It was into this maelstrom of deep distrust, genuine alarm and paranoia that Daniel Jean chose to introduce his fanciful story last week, with Trudeau and his ministers innocent victims of an Indian spy plot, and Atwal in the role of Indian intelligence asset, gormless dupe or double agent. Within 24 hours, the story collapsed.

Surrey Centre Liberal MP Randeep Sarai fessed up to having secured Atwal’s invitation to the Bollywood reception for Trudeau on Wednesday in Mumbai, where Atwal was first noticed, posing for photographs with Infrastructure Minister Amarjeet Sohi and Trudeau’s wife, Sophie Gregoire. Sarai also secured Atwal’s formal invitation to Trudeau’s Thursday evening dance-off and reception, hosted by the Canadian High Commission in New Delhi.
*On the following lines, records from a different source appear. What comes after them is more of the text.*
PR #160, opened 2025-08-30
wip

akhi3030:


src/bin/performance_test.rs
```diff
@@ -79,15 +79,17 @@ async fn create_test_nodes(count: u64) -> Vec<TestNode> {
         voting_sks.push(aggsig::SecretKey::new(&mut rng));
         let all2all_address = localhost_ip_sockaddr((3 * id).try_into().unwrap());
         let disseminator_address = localhost_ip_sockaddr((3 * id + 1).try_into().unwrap());
-        let repair_address = localhost_ip_sockaddr(udp_networks[id as usize].port());
+        let repair_request_address = localhost_ip_sockaddr(udp_networks[id as usize].port());
```
akhi3030, line 82: need to fix these.

src/all2all/robust.rs
```diff
@@ -94,7 +94,8 @@ mod tests {
                 voting_pubkey: voting_sk.to_pk(),
                 all2all_address: localhost_ip_sockaddr(i.try_into().unwrap()),
                 disseminator_address: dontcare_sockaddr(),
-                repair_address: dontcare_sockaddr(),
+                repair_request_address: dontcare_sockaddr(),
+                repair_response_address: dontcare_sockaddr(),
```
qkniep, line 98: These names could become kind of confusing. Because `repair_request_address` and `repair_request_network` will be used to receive `RepairRequest`s and send `RepairResponse`s, right? Not sure there is a better naming for these, but maybe at least a comment somewhere (e.g. in `ValidatorInfo` and `Alpenglow`) making this very explicit could help.

akhi3030: @qkniep: what's interesting is that `repair_response_address` is used in precisely one place right now.  https://github.com/qkniep/alpenglow/pull/160/files#diff-123edf9b5a358c514cb89166397418d6b8e215f014a198bfb7ac30dd5e22b59bR176.  i.e. to reply to repair requests.

Conceptually, we can generalise things a bit further here.  When a node starts repair, they can pick a port number for receiving the responses.  This way, they could really optimise which repair they want to prioritise and spread the load over multiple ports if they are repairing a lot.

I don't think we need to do the above right now or any time soon.  But what we could consider doing now is that the node indicates in the repair request on which address they want to receive the response.  Doing that will allow us to remove `repair_response_address` from `ValidatorInfo` and potentially also allow us to remove it from `Alpenglow::new()` if we let `Repair` pick "any port" for receiving the responses.

Doing this would have the potential issue that a malicious node A sends a request to node B and asks the reply be sent to the victim C which gets bombarded by network packets.  However, I would not worry about this attack too much.  There are simpler and cheaper ways of bombarding a node with arbitrary UDP packets.  But if we are really worried about it, we could say that the repair replies always go back to the same IP address but the port number is specified in the request.

qkniep: Mh, I think this approach has more downsides than just the DoS vector that you outlined: (1) it makes symmetric authentication and blacklisting of nodes harder, (2) randomly starting to use new ports in UDP might be a no-go depending on NAT/firewall setup. It might still be viable, but it's not straightforward.

akhi3030: Agreed, we can keep the current approach then.  I'll think about better naming / comments.

akhi3030: Added some documentation.

src/consensus.rs
```diff
@@ -93,13 +93,18 @@ where
     T: Network + Sync + Send + 'static,
 {
     /// Creates a new Alpenglow consensus node.
+    ///
+    /// `repair_network` - Network from which the node sends [`RepairRequest`] messages and receives [`RepairResponse`] messages.
+    /// `repair_request_network` - Network where the node receives [`RepairRequest`] messages and sends [`RepairResponse`] messages.
     #[must_use]
+    #[allow(clippy::too_many_arguments)]
```
qkniep, line 100: ouch

akhi3030: Yeah we will get some of these on constructors.  Hopefully as long as it is just constructors, that is not a bad sign but if we start seeing them on other functions, then we should rethink things.

src/repair.rs
```diff
@@ -68,15 +68,126 @@ pub enum RepairResponse {
...
+    pub async fn run(&self) {
+        loop {
+            match self.network.receive().await.unwrap() {
+                NetworkMessage::Repair(message) => match message {
+                    RepairMessage::Request(request, sender) => {
+                        self.answer_request(request, sender).await.unwrap()
+                    }
+                    msg => panic!(
+                        "validator: {} Unexpected msg tpe: {:?}",
+                        self.epoch_info.own_id, msg
```
qkniep: I think, in general, we should not log validator ID manually. Instead, we might want to find a way to use something like spans to automatically tag the validator ID or split the log outputs. We might need to go back to `tracing` to do that...

src/repair.rs
```diff
@@ -68,15 +68,126 @@ pub enum RepairResponse {
...
+    /// Looks up the corresponding data in `self.blockstore` and sends replies.
+    pub async fn run(&self) {
+        loop {
+            match self.network.receive().await.unwrap() {
+                NetworkMessage::Repair(message) => match message {
+                    RepairMessage::Request(request, sender) => {
+                        self.answer_request(request, sender).await.unwrap()
+                    }
+                    msg => panic!(
+                        "validator: {} Unexpected msg tpe: {:?}",
```
qkniep:
```suggestion
                        "validator: {} Unexpected msg type: {:?}",
```

src/repair.rs
```diff
@@ -68,15 +68,126 @@ pub enum RepairResponse {
...
+                        self.epoch_info.own_id, msg
+                    );
+                }
+            }
+        }
+    }
+
+    /// Tries to answer the given repair request.
+    ///
+    /// If we do not have the block the request refers to, the request is ignored.
```
qkniep:
```suggestion
    /// If we do not have the necessary information in blockstore, the request is ignored.
```
e.g. for a `Shred` request having received the specific shred through repair is enough

src/repair.rs
```diff
@@ -327,7 +379,7 @@ impl<N: Network> Repair<N> {
     /// # Errors
     ///
     /// Returns [`std::io::Error`] if the underlying network fails.
-    async fn receive(&self) -> io::Result<RepairMessage> {
+    async fn receive(&self) -> io::Result<RepairResponse> {
```
qkniep, line 376: doc string needs to be updated

src/repair.rs
```diff
@@ -340,8 +392,17 @@ impl<N: Network> Repair<N> {
                 }
             };
             match msg {
-                NetworkMessage::Repair(r) => return Ok(r),
-                m => warn!("unexpected message type for repair: {m:?}"),
+                NetworkMessage::Repair(msg) => match msg {
+                    RepairMessage::Response(msg) => return Ok(msg),
+                    rest => panic!(
+                        "validator {}: unexpected msg type: {rest:?}",
```
qkniep: same as above: logging validator ID

src/repair.rs
```diff
@@ -498,18 +585,23 @@ mod tests {
...
-        let (repair_channel, blockstore, other_network, sk) = create_repair_instance().await;
+        let (repair_channel, blockstore, other_network_request, _other_network_reply, sk) =
+            create_repair_instance().await;
 
         // create a block to repair
         let slot = Slot::genesis().next();
         let (block_hash, merkle_tree, shreds) = create_random_shredded_block(slot, num_slices, &sk);
         let block_to_repair = (slot, block_hash);
 
+        println!("sending repair on channel");
```
qkniep: remove prints?

qkniep (approved):
LGTM, apart from above comments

On Thursday, Sarai confessed that it was he who greased the wheels for Atwal in India, not some cell of cunning Indian spies. “Let me be clear—this person should never have been invited in the first place,” Sarai said. “I should have exercised better judgment, and I take full responsibility for my actions.”
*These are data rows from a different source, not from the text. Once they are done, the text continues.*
PR #166, opened 2025-09-01
wip: ingest missing shreds when reconstructing slice

qkniep:


src/consensus/blockstore/slot_block_data.rs
```diff
@@ -219,27 +219,39 @@ impl BlockData {
     ///
     /// Returns `true` if a slice was reconstructed, `false` otherwise.
     fn try_reconstruct_slice(&mut self, slice: SliceIndex) -> bool {
-        let slice_shreds = self.shreds.get(&slice).unwrap();
+        let slice_shreds = self.shreds.get_mut(&slice).unwrap();
         if self.slices.contains_key(&slice) {
             return false;
         }
```
```suggestion
if self.slices.contains_key(&slice) {
return false;
}
        let slice_shreds = self.shreds.get_mut(&slice).unwrap();
```

akhi3030: saves a lookup in case of early return.

src/shredder.rs
```diff
@@ -481,6 +508,46 @@ pub fn data_and_coding_to_output_shreds(
...
+    data: Vec<DataShred>,
+    coding: Vec<CodingShred>,
+    tree: MerkleTree,
+    leader_signature: Signature,
+) -> Vec<Shred> {
+    let mut shreds = Vec::with_capacity(data.len() + coding.len());
+    let num_data_shreds = data.len();
+    let merkle_root = tree.get_root();
+
+    for d in data.into_iter() {
```
akhi3030:
```suggestion
    for d in data {
```

src/shredder.rs
```diff
@@ -481,6 +508,46 @@ pub fn data_and_coding_to_output_shreds(
...
+        let merkle_path = tree.create_proof(d.0.index_in_slice);
+        shreds.push(Shred {
+            payload_type: ShredPayloadType::Data(d.0),
+            merkle_root,
+            merkle_root_sig: leader_signature,
+            merkle_path,
+        });
+    }
+    for mut c in coding.into_iter() {
```
akhi3030:
```suggestion
    for mut c in coding {
```

src/shredder.rs
```diff
@@ -247,7 +250,7 @@ impl Shredder for RegularShredder {
         Ok(data_and_coding_to_output_shreds(data, coding, sk))
     }
 
-    fn deshred(shreds: &[Shred]) -> Result<Slice, DeshredError> {
+    fn deshred(shreds: &[Shred]) -> Result<(Slice, Vec<Shred>), DeshredError> {
```
akhi3030, line 253: future work to consider: I wonder how cpu intense these calls are and if we should be spawn_blocking them.

src/consensus/blockstore/slot_block_data.rs
```diff
@@ -219,27 +219,39 @@ impl BlockData {
...
+        // insert reconstructed slice and shreds
         self.slices.insert(slice, reconstructed_slice);
+        for shred in reconstructed_shreds {
+            let exists = slice_shreds
+                .iter()
+                .any(|s| s.payload().index_in_slice == shred.payload().index_in_slice);
+            if !exists {
+                slice_shreds.push(shred);
+            }
+        }
```
```suggestion
        std::mem::swap(slice_shreds, &mut reconstructed_shreds);
```

Is this equivalent?

qkniep: for now yes, we could optimize this later, to only reconstruct shreds that are not yet in blockstore

akhi3030: Yes, indeed, that will be an important optimisation to figure out in the future.

PR #170, opened 2025-09-03
refactor: improvements to how the networks are initialized in `liveness::create_test_nodes()`

akhi3030:
Introduces a struct to help track which network is for which component and not having to do a lot of indexing into `Vec` or `pop`ing from a `VecDeque` in the right order.


akhi3030:
If this PR is accepted, in a subsequent PR, I can move the struct to a more common place so that the tests in `src/main.rs` can also benefit from it.

qkniep (approved):
LGTM

PR #171, opened 2025-09-03
refactor: combine the two definitions of `create_test_nodes` into one

akhi3030:
We had a similar definition in two places: `src/main.rs` and `tests/liveness.rs`.

Unfortunately, the shared code has to go into `src/lib.rs`.


qkniep (approved):
LGTM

Trudeau issued a similar statement of regret: “The individual in question never should have received an invitation and as soon as we found out we rescinded the invitation immediately.” Over the weekend, Trudeau spokesperson Cameron Ahmad confirmed that the Prime Minister’s Office is most certainly not floating a conspiracy involving secret agents engaged in black ops designed to make a laughing stock of Trudeau.

Atwal isn’t exactly an international man of mystery, either. He has been a high-profile Liberal Party personality in Surrey, B.C., for some years, serving until recently on the executive of the Liberal Party’s Fleetwood—Port Kells executive committee. Atwal campaigned vigorously for Sarai in the 2015 federal election. He is well known to almost all the players in this story. He claims to be a “friend” of Trudeau’s (a claim Trudeau denies). He has also taken pains to be photographed with Trudeau, Bob Rae, Michael Ignatieff and other Liberal heavyweights.
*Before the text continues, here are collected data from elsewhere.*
PR #177, opened 2025-09-04
RFC: `Network::receive` only returns the desired type of message

akhi3030:
Currently, whenever we are doing `Network::receive()`, we need to handle the different variants that we do not care about.  In most cases, we ignore the other variants and we simply call `receive()` again.

The idea here is to introduce a way to get the `Network` to keep looping till it receives the variant we care about.  The PR is still incomplete.  I wanted to get some feedback on whether this idea makes sense or not before I do the work to finish it up.

We introduce a new trait `FromNetworkMessage`.  This trait is implemented by the various types of network messages.  Then instead of calling `receive()`, we call e.g. `receive::<RepairMessage>()` and do not have to write additional looping code.

The only interesting part of the RFC is in `src/network.rs`.  You can ignore the rest of the changes.

### DIFF
--- a/src/network.rs
+++ b/src/network.rs
@@ -155,6 +155,10 @@ pub enum NetworkReceiveError {
     BadSocket(#[from] std::io::Error),
 }
 
+pub trait FromNetworkMessage<T = Self> {
+    fn convert(src: NetworkMessage) -> Option<T>;
+}
+
 /// Abstraction of a network interface for sending and receiving messages.
 #[async_trait]
 pub trait Network: Send + Sync {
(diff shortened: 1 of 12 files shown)


src/network.rs
```diff
@@ -155,6 +155,10 @@ pub enum NetworkReceiveError {
     BadSocket(#[from] std::io::Error),
 }
 
+pub trait FromNetworkMessage<T = Self> {
```
qkniep, line 158: Seems almost like manually reimplementing `TryFrom`

qkniep:
I'm not sure how this would help. I also don't know what the purpose would be to try to receive different message types, if we receive them not in the expected order all calls to `receive` will fail. 

And then you give the callers of `send` and `receive` a lot of responsibility: If I want to call receive on e.g. `repair_network`, I first have to figure out that I have to call `repair_network.receive::<RepairResponse>()`, and if anyone ever calls `send` with the wrong type this results in an error that will only be caught by `receive` or its caller.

Atwal’s story is all quite intriguing, but so is the story of Daniel Jean. When he was appointed Trudeau’s national security and intelligence adviser nearly two years ago, it was explained that Jean’s administrative talents made up for his lack of experience in either national security or intelligence. Jean replaced Richard Fadden, a former Deputy Minister of National Defence who had also served for several years as the director of the Canadian Security and Intelligence Service.

Fadden had become estranged from the Liberal Party establishment for his insistence that foreign powers, notably the Chinese Communist Party, had cultivated agents of influence at various levels of government in Canada. Fadden’s concerns have since been borne out by a series of revelations, not least a Financial Times investigation last October that turned up an internal document prepared by the overseas section of Beijing’s United Front Works Department.

The document, a training manual, boasted about the electoral success of at least 10 Beijing-friendly Canadian politicians. “We should aim to work with those individuals and groups that are at a relatively high level, operate within the mainstream of society and have prospects for advancement,” the manual advises. This is the sort of thing that has been lately a cause for alarm among senior intelligence officials in Germany, the United States, Australia and New Zealand. In Canada, not so much.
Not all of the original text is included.